BOOK(S) REVIEW: BY VOW AND ROYAL BLOODSHED and ON WINGS OF BONE AND GLASS by M.C.A. Hogarth

TAG TEAM ATTACK! Books two and three in the Blood Ladders trilogy I’m tossing into one review, not because I don’t think they’re worth their own, but because I read them in such close proximity to one another, my mind is having trouble keeping track of what happens when. As such, I’d rather just summarize here, because as you all know, if left to my own devices, I’ll talk for days about MCAH and her writing, and…well, I’m more than happy to, but perhaps you aren’t. So without any spoilers (which will already cut a chunk out) here’s what my thoughts are. (However, if you haven’t read book one, I don’t recommend reading this, unless the potential for spoilers in THAT book doesn’t bother you. JUST AS A WARNING.)

Book two sees us start with Morgan trying to come to terms with his health, and what that has cost him. So much lost in so little time, and despite having known it all for such a short time as well, it weighs on him. But he doesn’t have much of a choice anymore, and needs to head back into the land he started out in, to make sense of who he is and what he is being called to be. For me, this is where the series really picked up and started moving–which is interesting, as there is likely more action and less philosophy in the first book. But this is where all the character interactions begin to take form, and we the world which was set up in book one come into itself and have to prove (or disprove) what we’ve come to know. Relationships are put to the test, friendships are tried, all the good pieces of interpersonal drama anyone could want out of such a story.

I have not been quite so angry at a cliffhanger since some of Stephanie Erickson’s Children of Fate books, let me tell you. If I’d had to wait for book three? Oh no. There would have been so much hell to pay. Let me just tell you, that there is such a cliffhanger at the end of book two. Even knowing that there IS a book three and thus only so much can happen…you really never know. It’s nail-biting, and that’s not a word I use to describe much.

And then there’s book three.

I was hard pressed to set book three down. The only reason it took me as long as it did to finish was because I got caught up in work, and then promptly left my Kindle charging at work. This is the type of book you bring with you everywhere, searching for just the tiniest of spare moments to get a page or two in. And this is the first book in a very long time to bring me to tears. And not just tearing up, wipe the eyes, look up at the sun for a bit. No no. I had to put the book down because I was sobbing. It’s that kind of powerful, on at least two separate occasions and threatening on a third. At least. As I saw someone say in an earlier review, it is indicative that our author loves denouement–because this book gives a lot more aftermath than the average book would do. I believe the trilogy is the stronger for it, however. It would not be the same story, and it wouldn’t be right for the characters, to leave it at the final battle as it were. We all know that there is always more to be done after the close of the book, and we come to expect it. But some of this needed to be written out, and not left to the reader’s wonder. It’s simply who the characters are.

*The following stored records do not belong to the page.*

PR #13052, opened 2024-01-29
Change `set.removeAll(list)` to `list.forEach(set::remove)`

sabi0:
When list size is greater than set size, `list.contains()` will be called for each set element resulting in O(n^2) complexity.
When list size is smaller the default `removeAll()` implementation will iterate the list anyway.

### DIFF
--- a/lucene/core/src/java/org/apache/lucene/index/UpgradeIndexMergePolicy.java
+++ b/lucene/core/src/java/org/apache/lucene/index/UpgradeIndexMergePolicy.java
@@ -106,6 +106,10 @@ public class UpgradeIndexMergePolicy extends FilterMergePolicy {
       // the resulting set contains all segments that are left over
       // and will be merged to one additional segment:
       for (final OneMerge om : spec.merges) {
+        // om.segments.forEach(::remove) is used here instead of oldSegments.keySet().removeAll()
+        // for performance reasons; om.segments size is always greater than oldSegments size, and
+        // then the AbstractSet#removeAll() implementation will iterate the set elements calling
+        // list.contains() for each of them, resulting in O(n^2) performance
         om.segments.forEach(oldSegments::remove);
       }
     }
--- a/lucene/core/src/java/org/apache/lucene/index/UpgradeIndexMergePolicy.java
+++ b/lucene/core/src/java/org/apache/lucene/index/UpgradeIndexMergePolicy.java
@@ -106,7 +106,7 @@ public class UpgradeIndexMergePolicy extends FilterMergePolicy {
       // the resulting set contains all segments that are left over
       // and will be merged to one additional segment:
       for (final OneMerge om : spec.merges) {
-        oldSegments.keySet().removeAll(om.segments);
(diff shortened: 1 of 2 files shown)


uschindler:
I am not sure if I like this code. Unfortunately the spec of `Set#removeAll()` is a bit stupid and should only use `argument.contains()` if it is a set (so almost constant contains is possible).

I'd like to ask to open a bug in OpenJDK so this gets fixed at some point.

Did you make a benchmarking if this affects Lucene at all?

uschindler:
I think we should apply this PR. When merging, Lucene always has a larger set before the merge so the new set set is always smaller. So `AbstractSet#removeAll` will always use the slow path.

We should open a bug report in JDK, that the optimization in `AbstractSet` should only be used if the collection passed as argument is also a set. In all other cases it is for sure faster to iterate over the collection passed as parameter and remove from actual set. The JDK impl has also some bugs with TreeSet as the contains of a TreeSet may not be symmetric with contains of a List.

uschindler (approved):
This is indeed a problem of jdk impl.

uschindler:
Maybe put a comment here describing why foreach is faster, especially because merging will always produce smaller sets so always triggering slow path.

@jpountz what do you think?

sabi0:
I've added a comment explaining the `forEach`.

[Opening a bug](https://bugs.openjdk.org/) in OpenJDK requires "OpenJDK Author" status which I do not have.

uschindler:
> I've added a comment explaining the `forEach`.
> 
> [Opening a bug](https://bugs.openjdk.org/) in OpenJDK requires "OpenJDK Author" status which I do not have.

I can do that.

lucene/core/src/java/org/apache/lucene/index/UpgradeIndexMergePolicy.java
```diff
@@ -106,7 +106,11 @@ public MergeSpecification findForcedMerges(
       // the resulting set contains all segments that are left over
       // and will be merged to one additional segment:
       for (final OneMerge om : spec.merges) {
-        oldSegments.keySet().removeAll(om.segments);
+        // om.segments.forEach(::remove) is used here instead of oldSegments.keySet().removeAll()
+        // for performance reasons; om.segments size is always greater than oldSegments size, and
```
jpountz, line 110: This sounds incorrect? `om.segments` is a subset of `oldSegments.keySet()` since the merge policy is only allowed to merge segments that are in `oldSegments.keySet()`. So the problem you are describing only occurs when `oldSegments.size() == om.segments.size()`, ie. the merge policy merges all mergeable segments in one go, which is probably a common case.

I say it in every book of Micah’s I review, and I’ll keep saying it until I turn blue in the face. If you truly want a master class in world building and character development, you need not look any further than any book written by M.C.A. Hogarth. The world is real, the characters are real, and the emotions they will left written all over your heart are all too real. I’m truly sad to see these characters go; I wish I had more books to read. But maybe that’s why it’s all so perfect. It needed to end.